Take the line that has "of the European Union." in it and every line after it to the end of the entries, and reproduce them exactly.
Exercise material Start Marker
PR #31, opened 2024-05-04
Added france eurocrops converter

cholmes:
Adding the Eurocrops version of the french government's 2018 boundaries to the converter.

### DIFF
--- a/fiboa_cli/datasets/fr_ec.py
+++ b/fiboa_cli/datasets/fr_ec.py
@@ -1,0 +1,180 @@
+import re
+import pandas as pd
+
+from ..convert_utils import convert as convert_
+
+# File to read the data from
+# Can read any tabular data format that GeoPandas can read through read_file()
+# Supported protcols: HTTP(S), GCS, S3, or the local file system
+
+# This one doesn't work because the files in the zip are in a folder, not at the root.
+# URI = "https://zenodo.org/records/8229128/files/FR_2018.zip"
+
+# This one doesn't work because the the convert utils doesn't use read_parquet (and most
+# fiona installations won't be built against the parquet library as its not in the wheels).
+# I tried to change the convert utils to use read_parquet, but it didn't work, at least
+# not with this (admittedly large) dataset.
+# URI = "https://data.source.coop/cholmes/eurocrops/geoparquet-projected/FR_2018_EC21.parquet"
+
+# This one should work, but it's a 6 gig file, so it'll take a while to download.
+URI = "https://data.source.coop/cholmes/eurocrops/unprojected/flatgeobuf/FR_2018_EC21.fgb"
+
+# This line I used for calling local files after downloading manually, which worked well.
+#URI = "/Users/cholmes/Downloads/FR_2018/FR_2018_EC21.shp"
+
+# Unique identifier for the collection
+ID = "fr_ec"
+# Title of the collection
+TITLE = "Field boundaries for France from Eurocrops (2018)"
+# Description of the collection. Can be multiline and include CommonMark.
+DESCRIPTION = """
+This dataset contains the field boundaries for all of France in 2018. The data was collected by the French government and harmonized
+by the Eurocrops project and is available on Zenodo.
+
+EuroCrops is a dataset collection combining all publicly available self-declared crop reporting datasets from countries of the European Union.
+The project is funded by the German Space Agency at DLR on behalf of the Federal Ministry for Economic Affairs and Climate Action (BMWK).
+The work is licensed under a [Creative Commons Attribution-ShareAlike 4.0 International License][cc-by-sa].
+
+The project developed a new **Hierarchical Crop and Agriculture Taxonomy (HCAT)** that harmonises all declared crops across the European Union. 
+In the data you'll find this as additional attributes:
+
+| Attribute Name | Explanation                                                 |
+| -------------- | ----------------------------------------------------------- |
+| EC_trans_n     | The original crop name translated into English              |
+| EC_hcat_n      | The machine-readable HCAT name of the crop                  |
+| EC_hcat_c      | The 10-digit HCAT code indicating the hierarchy of the crop |
+"""
+# Bounding box of the data in WGS84 coordinates
+BBOX = [-6.047022416643922, -3.916364769838749, 68.89050422648864, 51.075100624023094] 
+
+# Provider name, can be None if not applicable, must be provided if PROVIDER_URL is provided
Exercise material End Marker
> [Solution to this task]:
+EuroCrops is a dataset collection combining all publicly available self-declared crop reporting datasets from countries of the European Union.
+The project is funded by the German Space Agency at DLR on behalf of the Federal Ministry for Economic Affairs and Climate Action (BMWK).
+The work is licensed under a [Creative Commons Attribution-ShareAlike 4.0 International License][cc-by-sa].
+
+The project developed a new **Hierarchical Crop and Agriculture Taxonomy (HCAT)** that harmonises all declared crops across the European Union. 
+In the data you'll find this as additional attributes:
+
+| Attribute Name | Explanation                                                 |
+| -------------- | ----------------------------------------------------------- |
+| EC_trans_n     | The original crop name translated into English              |
+| EC_hcat_n      | The machine-readable HCAT name of the crop                  |
+| EC_hcat_c      | The 10-digit HCAT code indicating the hierarchy of the crop |
+"""
+# Bounding box of the data in WGS84 coordinates
+BBOX = [-6.047022416643922, -3.916364769838749, 68.89050422648864, 51.075100624023094] 
+
+# Provider name, can be None if not applicable, must be provided if PROVIDER_URL is provided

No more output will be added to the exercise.